PR #180, opened 2021-05-25
CBAPI-2606: Receive enum in upper or lower case

emitreva-cb:
## Pull request checklist

https://jira.carbonblack.local/browse/CBAPI-2606

- [ ] Yes
- [x] No


avanbrunt-cb (approved):

kebringer-cb (commented):
There is also a status of "CANCELLED".  Does this to be listed or handled specifically?
https://developer.carbonblack.com/reference/carbon-black-cloud/platform/latest/live-response-api/#cancel-command

abowersox-cb (commented):
Test cases should use a mixture of lower-case and upper-case statuses, to ensure that the code will work even after the underlying endpoint is fixed.

mrangelov-cb (approved):

abowersox-cb (approved):
Reviewed during Kaffee Klatsch and feedback was applied.

emitreva-cb:
> There is also a status of "CANCELLED". Does this to be listed or handled specifically?
> https://developer.carbonblack.com/reference/carbon-black-cloud/platform/latest/live-response-api/#cancel-command

It doesn't seem to be used anywhere in the live response in the SDK.

avanbrunt-cb:
> > There is also a status of "CANCELLED". Does this to be listed or handled specifically?
> > https://developer.carbonblack.com/reference/carbon-black-cloud/platform/latest/live-response-api/#cancel-command
> 
> It doesn't seem to be used anywhere in the live response in the SDK.

You would use this in a PUT to the command to change the status to CANCELLED in order to terminate a command early. We might want to consider adding a terminate or cancel command function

### TASK DESCRIPTION
Exactly how many lines in the listing above hold the string "anywhere"? State the number by itself.

### SOLUTION TO THIS EXERCISE
2